● **Exercise aim**:
Output exactly the lines between the line that contains "History should be" and the last line of the material, counting both.

=== Entries supplied ===

PR #234, opened 2022-11-02
Brilirs Simple bench

Pat-Lafon:
- Replaces the current shell scripts with the technique of #213 for `brilirs` benchmarking.
- Adjusts `summarize.py` to not error if not all modes are used when benchmarking.
- Adds logic to detect arm64 platforms and set `TARGET` for brilift. 

Note, probably cleaner to review after #233 is merged(assuming it doesn't have any blockers) as this is based on that branch to avoid merge conflicts.


benchmarks/.gitignore
```diff
@@ -1,4 +1,3 @@
-**/*.bench.json
-bench.json
+*.json
```
sampsyo, line 1: Not sure about this—some JSON files are actually meant to be checked in. For example, the outputs of the parser tests:
https://github.com/sampsyo/bril/blob/main/test/parse/add.json

benchmarks/summarize.py
```diff
@@ -57,6 +57,9 @@ def summarize(bench_files):
             'speedup': speedup,
         })
 
+    ## Filter out modes which don't have data, and thus no speedups
+    speedups = {k: v for k, v in speedups.items() if v != []}
```
sampsyo, line 61:
```suggestion
    # Filter out modes which don't have data, and thus no speedups.
    speedups = {k: v for k, v in speedups.items() if v}
```

Empty lists are falsy, so no need for `!= []`.

sampsyo (commented):
Great!! Here are two very tiny initial comments.

benchmarks/.gitignore
sampsyo: Oops, thanks, didn't realize this was in a subdirectory!

Pat-Lafon:
History should be cleaner now. With the new release of 1.65 today, I've addressed any new clippy warnings.

sampsyo (approved):
Wahoo; nice work on this!!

===

● **Solved exercise**:
History should be cleaner now. With the new release of 1.65 today, I've addressed any new clippy warnings.

sampsyo (approved):
Wahoo; nice work on this!!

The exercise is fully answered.